◆ Requirement: In the material below, how many lines contain "devDependencies"? Answer with the number alone.

◆ Records for this exercise:
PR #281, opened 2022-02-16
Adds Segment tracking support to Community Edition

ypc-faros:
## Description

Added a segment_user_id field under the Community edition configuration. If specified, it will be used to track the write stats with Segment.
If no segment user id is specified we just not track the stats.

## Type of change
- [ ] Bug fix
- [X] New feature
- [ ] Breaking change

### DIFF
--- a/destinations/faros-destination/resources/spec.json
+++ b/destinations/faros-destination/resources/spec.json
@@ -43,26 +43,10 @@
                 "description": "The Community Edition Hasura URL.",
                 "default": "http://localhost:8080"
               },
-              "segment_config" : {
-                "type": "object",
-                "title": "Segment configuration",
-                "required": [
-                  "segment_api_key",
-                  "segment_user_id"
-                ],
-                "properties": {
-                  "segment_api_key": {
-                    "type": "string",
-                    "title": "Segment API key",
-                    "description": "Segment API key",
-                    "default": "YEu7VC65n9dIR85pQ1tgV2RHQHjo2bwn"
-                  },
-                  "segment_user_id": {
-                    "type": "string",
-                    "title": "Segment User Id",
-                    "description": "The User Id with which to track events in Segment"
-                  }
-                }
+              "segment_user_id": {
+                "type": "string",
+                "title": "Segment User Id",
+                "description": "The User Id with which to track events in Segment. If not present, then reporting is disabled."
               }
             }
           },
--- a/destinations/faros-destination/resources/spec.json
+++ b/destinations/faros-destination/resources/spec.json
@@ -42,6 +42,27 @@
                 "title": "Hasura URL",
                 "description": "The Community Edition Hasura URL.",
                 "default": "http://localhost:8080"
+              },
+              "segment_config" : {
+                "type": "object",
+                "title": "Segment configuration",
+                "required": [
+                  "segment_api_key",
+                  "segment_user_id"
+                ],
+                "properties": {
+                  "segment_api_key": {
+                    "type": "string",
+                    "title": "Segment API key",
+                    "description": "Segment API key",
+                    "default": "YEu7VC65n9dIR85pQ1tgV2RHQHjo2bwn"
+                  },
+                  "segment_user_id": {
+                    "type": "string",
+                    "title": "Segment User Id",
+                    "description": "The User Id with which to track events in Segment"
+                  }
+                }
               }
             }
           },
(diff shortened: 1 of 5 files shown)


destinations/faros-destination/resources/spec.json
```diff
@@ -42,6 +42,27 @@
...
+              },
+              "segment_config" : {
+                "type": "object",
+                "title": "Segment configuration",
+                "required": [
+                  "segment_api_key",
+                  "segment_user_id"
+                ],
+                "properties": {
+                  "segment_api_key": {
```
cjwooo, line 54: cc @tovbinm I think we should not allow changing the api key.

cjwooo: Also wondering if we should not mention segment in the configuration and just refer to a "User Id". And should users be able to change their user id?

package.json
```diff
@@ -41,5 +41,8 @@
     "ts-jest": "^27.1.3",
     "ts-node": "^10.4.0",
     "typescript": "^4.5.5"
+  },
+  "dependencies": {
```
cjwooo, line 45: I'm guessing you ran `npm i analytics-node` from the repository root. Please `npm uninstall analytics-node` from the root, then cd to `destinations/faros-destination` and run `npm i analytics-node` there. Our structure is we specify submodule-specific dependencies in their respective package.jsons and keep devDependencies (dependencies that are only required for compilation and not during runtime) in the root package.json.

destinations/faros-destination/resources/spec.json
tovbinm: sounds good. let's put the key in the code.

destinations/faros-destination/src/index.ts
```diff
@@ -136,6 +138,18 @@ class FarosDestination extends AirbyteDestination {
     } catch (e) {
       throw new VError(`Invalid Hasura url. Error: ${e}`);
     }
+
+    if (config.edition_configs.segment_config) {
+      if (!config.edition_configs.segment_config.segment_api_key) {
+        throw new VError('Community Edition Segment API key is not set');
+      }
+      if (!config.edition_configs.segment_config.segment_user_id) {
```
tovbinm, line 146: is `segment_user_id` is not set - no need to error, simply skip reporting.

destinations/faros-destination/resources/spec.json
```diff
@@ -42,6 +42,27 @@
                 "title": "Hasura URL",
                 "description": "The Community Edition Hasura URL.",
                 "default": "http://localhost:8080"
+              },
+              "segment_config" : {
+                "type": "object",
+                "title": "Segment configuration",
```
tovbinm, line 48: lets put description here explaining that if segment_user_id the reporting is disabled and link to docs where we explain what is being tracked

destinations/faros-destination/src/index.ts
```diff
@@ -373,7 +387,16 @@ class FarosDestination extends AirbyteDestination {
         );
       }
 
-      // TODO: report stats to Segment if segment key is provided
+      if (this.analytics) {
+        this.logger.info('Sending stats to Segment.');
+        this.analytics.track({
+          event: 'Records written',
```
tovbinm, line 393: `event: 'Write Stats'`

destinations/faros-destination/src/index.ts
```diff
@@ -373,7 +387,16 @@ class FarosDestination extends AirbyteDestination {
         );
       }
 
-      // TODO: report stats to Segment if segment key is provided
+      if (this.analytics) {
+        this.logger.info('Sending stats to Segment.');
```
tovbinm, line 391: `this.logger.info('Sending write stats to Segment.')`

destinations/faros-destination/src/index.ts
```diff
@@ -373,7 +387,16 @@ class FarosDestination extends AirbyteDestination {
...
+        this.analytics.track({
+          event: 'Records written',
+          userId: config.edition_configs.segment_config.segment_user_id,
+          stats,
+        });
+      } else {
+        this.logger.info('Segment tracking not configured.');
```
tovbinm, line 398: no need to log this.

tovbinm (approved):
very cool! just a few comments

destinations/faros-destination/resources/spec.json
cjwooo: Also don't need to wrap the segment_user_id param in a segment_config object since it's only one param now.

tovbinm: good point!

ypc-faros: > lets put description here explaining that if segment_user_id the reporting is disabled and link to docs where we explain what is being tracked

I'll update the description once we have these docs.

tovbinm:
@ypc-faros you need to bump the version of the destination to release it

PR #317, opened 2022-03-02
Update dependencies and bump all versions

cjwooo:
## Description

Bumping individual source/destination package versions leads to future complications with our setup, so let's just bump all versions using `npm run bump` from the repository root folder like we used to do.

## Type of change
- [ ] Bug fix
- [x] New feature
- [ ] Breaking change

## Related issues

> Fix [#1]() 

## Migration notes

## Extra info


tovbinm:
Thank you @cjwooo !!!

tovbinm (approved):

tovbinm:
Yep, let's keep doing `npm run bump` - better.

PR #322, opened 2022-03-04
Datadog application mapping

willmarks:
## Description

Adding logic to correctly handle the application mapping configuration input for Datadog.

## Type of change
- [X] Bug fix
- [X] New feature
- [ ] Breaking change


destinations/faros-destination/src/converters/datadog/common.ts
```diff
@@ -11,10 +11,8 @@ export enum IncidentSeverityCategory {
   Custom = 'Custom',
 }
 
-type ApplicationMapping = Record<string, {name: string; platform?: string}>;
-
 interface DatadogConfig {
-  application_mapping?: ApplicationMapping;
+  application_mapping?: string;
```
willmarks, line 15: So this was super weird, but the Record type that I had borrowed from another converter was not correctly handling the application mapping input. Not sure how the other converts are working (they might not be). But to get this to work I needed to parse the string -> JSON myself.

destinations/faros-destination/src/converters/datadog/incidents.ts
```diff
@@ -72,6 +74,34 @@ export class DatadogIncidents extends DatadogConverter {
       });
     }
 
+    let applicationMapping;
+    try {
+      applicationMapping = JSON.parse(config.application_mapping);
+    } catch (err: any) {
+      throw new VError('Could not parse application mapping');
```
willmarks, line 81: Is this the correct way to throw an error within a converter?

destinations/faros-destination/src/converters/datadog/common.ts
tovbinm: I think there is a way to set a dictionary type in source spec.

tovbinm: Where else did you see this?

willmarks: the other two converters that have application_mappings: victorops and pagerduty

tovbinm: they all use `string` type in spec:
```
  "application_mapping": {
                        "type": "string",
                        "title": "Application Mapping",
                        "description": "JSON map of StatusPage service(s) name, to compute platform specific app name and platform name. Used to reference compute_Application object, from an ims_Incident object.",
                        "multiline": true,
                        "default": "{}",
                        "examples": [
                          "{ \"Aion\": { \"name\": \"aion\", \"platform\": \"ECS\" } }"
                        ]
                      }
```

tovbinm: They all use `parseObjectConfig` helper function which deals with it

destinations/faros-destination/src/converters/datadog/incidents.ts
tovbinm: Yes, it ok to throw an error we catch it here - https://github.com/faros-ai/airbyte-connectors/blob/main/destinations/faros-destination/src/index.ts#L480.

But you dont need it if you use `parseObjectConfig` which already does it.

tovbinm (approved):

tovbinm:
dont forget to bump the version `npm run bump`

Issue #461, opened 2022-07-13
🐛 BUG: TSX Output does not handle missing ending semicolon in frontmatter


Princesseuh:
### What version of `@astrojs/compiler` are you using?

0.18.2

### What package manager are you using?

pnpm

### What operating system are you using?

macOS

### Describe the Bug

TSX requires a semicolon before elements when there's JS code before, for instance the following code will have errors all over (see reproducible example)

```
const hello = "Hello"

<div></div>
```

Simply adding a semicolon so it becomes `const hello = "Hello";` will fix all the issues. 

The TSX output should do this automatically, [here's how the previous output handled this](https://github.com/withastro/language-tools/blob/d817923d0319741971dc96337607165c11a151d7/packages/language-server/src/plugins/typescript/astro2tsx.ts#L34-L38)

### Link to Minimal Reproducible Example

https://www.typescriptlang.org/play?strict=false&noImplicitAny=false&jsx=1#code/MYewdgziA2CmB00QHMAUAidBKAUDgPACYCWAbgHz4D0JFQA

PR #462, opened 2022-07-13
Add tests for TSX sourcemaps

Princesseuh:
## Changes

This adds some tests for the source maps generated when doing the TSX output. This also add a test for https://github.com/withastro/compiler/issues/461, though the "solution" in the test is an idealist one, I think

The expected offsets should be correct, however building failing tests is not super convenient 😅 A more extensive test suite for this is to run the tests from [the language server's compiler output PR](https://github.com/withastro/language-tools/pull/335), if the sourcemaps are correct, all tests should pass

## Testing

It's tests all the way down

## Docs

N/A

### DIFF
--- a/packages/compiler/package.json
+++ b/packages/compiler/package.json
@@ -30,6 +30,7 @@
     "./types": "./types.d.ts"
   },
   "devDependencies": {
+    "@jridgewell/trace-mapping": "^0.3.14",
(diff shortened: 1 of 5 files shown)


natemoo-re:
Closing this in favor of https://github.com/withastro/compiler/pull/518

◆ Exercise result: 2